Even though the amount each side needed to concede is primarily determined by their political power, most of the partisans on both left and right seem focused on the negotiating tactics of their respective leaders. Many partisans are highly critical of the deal, complaining that their leaders failed to hold firm enough to their initial negotiating positions, and surrendered too much to the opposition. These Monday morning quarterbacks are too concerned with technique, and fail to recognize the decisive importance of political power.

I happen to think it is usually poor form to second guess the negotiators from your team. When I come home from the supermarket lugging many bags of groceries, and one of my kids asks why I bought this brand of peanut butter instead of another brand, I don’t find that a helpful question, and I don’t usually appreciate having to justify my choices. When clients or co-counsel ask me whether I asked a witness a question at a deposition that I have already taken, I don’t find that kind of question helpful either, because the transcript will show all the questions that were asked, and if I forgot something, there is not much to be done about it after the fact.

Similarly, it drives me a little crazy when people who did not participate in settlement negotiations second guess the outcome. These non-participants cannot fully appreciate all of the reasons why the deal turned out the way it did.  And there is no point in comparing the deal that was achieved to some other hypothetical deal that some second-guessers on either side think they could have achieved if only their superior negotiating skills had been brought to bear.

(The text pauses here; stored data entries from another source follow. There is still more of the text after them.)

PR #4288, opened 2019-02-20
`assert_true`/`assert_false` should pass when actual is only `true`/`false`

shuujii:
For the following reasons:

- Previous behavior is confusable because it's different from test/unit rubygem's `assert_true`
- Tests may pass unintentionally in an inappropriate way; ref #4285 #4287

### DIFF
--- a/test/assert.rb
+++ b/test/assert.rb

Even if they think they never would have given up on a particular point, they can’t say for sure what the other side would have done in response to that intransigence. Maybe they would not have obtained any deal at all.

Therefore, the only question that should be asked is whether the deal made by the leaders we chose, is better than no deal at all. Considering that the “fiscal cliff” bill passed by a margin of 89-8 in the Senate, the answer to that question would seem rather obvious, at least to about 90% of the members of the Senate. The only bills the Senate passes with that kind of margin are the kinds that declare our love of motherhood, the flag, or apple pie. And in the House, where Republicans have until now stood united in their opposition to any kind of tax increase, we saw 85 Republican members vote to support the package, the final bill passing by the landslide margin of 257-167.

A lot of people are worried that this deal did not solve as many problems as we hoped to solve. A lot are worried that we put off some difficult decisions, and will have more difficult battles ahead. Personally, I am cheered whenever I see two groups locked in bitter conflict able to agree about anything. However small and halting that agreement, it can be used as a stepping stone to build larger agreements.


Prior posts in this series:

I.   Openings - The parties make unrealistic opening offers and demands.
II.  Impasse - Negotiations break down in the middle stages.
III. Plan B -  The parties explore the alternatives to a negotiated agreement.
IV. End game -  The parties finally abandon previously inviolable positions.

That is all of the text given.